The course of school chemistry is an introductory manual in complex science. From the very beginning, students are trying to understand how to solve design problems. Suppose that they have little practical use at the first stages, but if a schoolchild learns about, for example, how to find a mass of reacted substances, then he may well claim serious achievements.
Consider a simple example of a problem, on the basis of which you can learn to solve more complex ones. Suppose you needed 11.2 liters to completely burn carbon monoxide (II). How many grams of CO2 did you manage to get?
1. We make up the reaction equation.
CO + O2 = CO2
2. Equalize by oxygen. There is some rule that in most cases can help you. Begin to arrange the coefficients with the substance, the number of atoms of which is odd. In this case, it is oxygen in the CO molecule. We put a coefficient of 2 to it.
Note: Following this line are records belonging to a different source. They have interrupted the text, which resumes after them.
PR #101, opened 2018-06-03
Support for interface renaming by pre-up scripts

dmbaturin:
When running, for example, both an L2TP/IPsec and a PPTP server on the same machine, it's nice to have them use different names for client interfaces , for example l2tpX and pptpX. It could be done with pre-ip-up scripts, but pppd assumes that interface name is not changed by them.

This is a patch made by Stephen Hemminger back in Vyatta times, but to my knowledge he never sent it to the maintainers. We are still using it in VyOS and it works well for us, but it would be nice if other people could benefit from it too (and we didn't have to maintain a custom version of pppd).

It looks POSIX-compliant to me, but I do admit I've never tested it on systems other than Linux. If there are any compatibility problems with it or other issues, I'm ready to work on them.

### DIFF
--- a/pppd/ipcp.c
+++ b/pppd/ipcp.c
@@ -55,6 +55,7 @@
 #include <sys/socket.h>
 #include <netinet/in.h>
 #include <arpa/inet.h>
+#include <net/if.h>
 
 #include "pppd.h"
 #include "fsm.h"
@@ -1788,6 +1789,7 @@ ipcp_up(f)
     ipcp_options *ho = &ipcp_hisoptions[f->unit];
     ipcp_options *go = &ipcp_gotoptions[f->unit];
     ipcp_options *wo = &ipcp_wantoptions[f->unit];
+    int ifindex;
 
     IPCPDEBUG(("ipcp: up"));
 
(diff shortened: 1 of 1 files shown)


paulusmack:
The change looks reasonable.

The commit message should be more descriptive. Include the reasons why you want to do this and why the ifname option is not adequate for your purposes.

I think there should be an error message (printed with error()) if we can't find the interface rather than just a debug message.

Please make it one commit rather than two.

Neustradamus:
@dmbaturin: Can you reply to @paulusmack and update your PR?

dmbaturin:
@Neustradamus @paulusmack I've updated the PR.

I feel like I need to provide some explanation of why I did it the way I did it initially and why I was under impression that I'm simply being redtaped.

>Please make it one commit rather than two.

There was a specific reason to keep that history at least inside the PR even if not in the mainline version: I've been adapting a change made by @shemminger to work with recent ppp. To make it one commit I had a choice between taking the credit for the change, or attributing my own (incredibly minor and technical) changes to Stephen.
In this update I solved the issue with a comment inside the commit message—I hope this is a satisfactory solution.

Also, one-click "squash and merge" has been available on GitHub for a long time, so I sort of internalized the "keeping or destroying history is repo owner's decision" principle.

>I think there should be an error message (printed with error()) if we can't find the interface rather than just a debug message.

Since two carbon atoms formed on the left and one carbon atom on the right, then we put 2. in front of CO2. Thus, we get:
2CO + O2 = 2CO2
As you can see, there are four oxygen atoms in the left and right parts. Carbon is also in balance. Consequently, equalized correctly.
3. Next, you need to find the amount of O2. The determination of molecular weight for schoolchildren is too cumbersome and hard to remember, so we will use another method. Recall that there is a molar volume that is 22.4 l / mol. You need to find how many moles (n) reacted: n = V / V m. In our case, n = 0.5 mol.
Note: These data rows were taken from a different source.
PR #102, opened 2018-06-03
Periodically close and re-open log file so that it can be rotated.

dmbaturin:
This was also made in Vyatta times, by Bob Gilligan in this case. Not sure how many people use log files instead of syslog or journald now, but see if you want this.

### DIFF
--- a/pppd/options.c
+++ b/pppd/options.c
@@ -1559,7 +1559,7 @@ setlogfile(argv)
 	option_error("unable to drop permissions to open %s: %m", *argv);
 	return 0;
     }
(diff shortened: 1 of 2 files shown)


paulusmack:
The commit message needs to be more informative.

There is an apparently unrelated change to the permissions for the log file (0644 changed to 0664) which is not explained in the commit message.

4. Now make a proportion. The amount of reacted oxygen is half that of n (CO2). This follows from the fact that 0.5 mol / 1 = x mol / 2. The simple ratio of the two quantities helped make the right equation. When we found x = 1, we can get an answer to the question of how to find the mass.
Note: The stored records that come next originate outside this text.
PR #106, opened 2018-07-24
pppd: use monotonic clock source for callouts

pkeroulas:
gettimeofday() isn't the best suitable function to compute duration.
It is prone to fail when the system time changes. Using the monotonic
clock as a time source makes it more resilient.

Signed-off-by: Patrick Keroulas <patrick.keroulas@savoirfairelinux.com>

### DIFF
--- a/pppd/main.c
+++ b/pppd/main.c
@@ -81,6 +81,7 @@
 #include <utmp.h>
 #include <pwd.h>
 #include <setjmp.h>
+#include <time.h>
 #include <sys/param.h>
 #include <sys/types.h>
 #include <sys/wait.h>
@@ -1257,7 +1258,7 @@ struct	callout {
 };
 
 static struct callout *callout = NULL;	/* Callout list */
-static struct timeval timenow;		/* Current time */
+static struct timespec timenow;		/* Current time from monotonic clock */
 
 /*
  * timeout - Schedule a timeout.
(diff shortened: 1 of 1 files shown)


fhost:
You wrote `cmonotonic clock` in the error message, is this a typo or we do say `cmonotonic`?

I think more places should need the update from `gettimeofday()` to `clock_gettime(MONOTONIC_CLOCK)`:
- pppd/tty.c:1075
- pppd/tty.c:1124
- pppd/main.c:525
- pppd/main.c:1233
- pppd/plugins/rp-pppoe/discovery.c:48
- pppd/plugins/rp-pppoe/discovery.c:364
- pppd/plugins/rp-pppoe/discovery.c:548

But anyway, this is a great update!

pkeroulas:
Correct, this is a typo.

This commit only addresses callout timings. The other `gettimeofday()` should be replaced in later changes so that eventual regression will be easier to identified. I'll see what I can do.

fhost:
You correct your typo only once, but it is present in all error messages you've changed.

thjc:
This week I ran into issues with clock stepping blocking connection changes. I have tested this patch and it is working for me. Is it able to be merged as is, or is it desired to have the other instances replaced before merging it?

themiron:
jfyi, https://github.com/paulusmack/ppp/pull/123
should be more general solution

paulusmack:
I pulled #123.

5. True, for starters you will have to remember one more formula: m = M * n. Found the last variable, but what to do with M? Molar mass is an experimentally established value relative to hydrogen. It is it that is designated by the letter M. Now we know that m (CO2) = 12 g / mol * 1 mol = 12 g. So we got the answer. As you can see, there is nothing complicated.
This task is very easy relative to many others. However, the main thing is to understand how to find the mass. Imagine a molecule of some substance. It has long been known that a mole consists of 6 * 10 ^ 23 molecules. At the same time, in the Periodic system there is a fixed element mass per 1 mol. Sometimes it is necessary to calculate the molar mass of a substance. Suppose M (H20) = 18 grams / mol. That is, one hydrogen molecule has M = 1 gram / mol. But the water contains two H atoms. We also do not forget about the presence of oxygen, which gives us another 16 grams. Summing up, we get 18 grams / mol.
Theoretical calculation of mass will subsequently be of practical use. Especially for students who expect a chemical workshop. Do not be afraid of the word if you are in a non-core school. But if chemistry is your core subject, itβs best not to run basic concepts. So now you know how to find the mass. Remember that in chemistry it is very important to be a consistent and attentive person who not only knows some algorithms, but also knows how to apply them.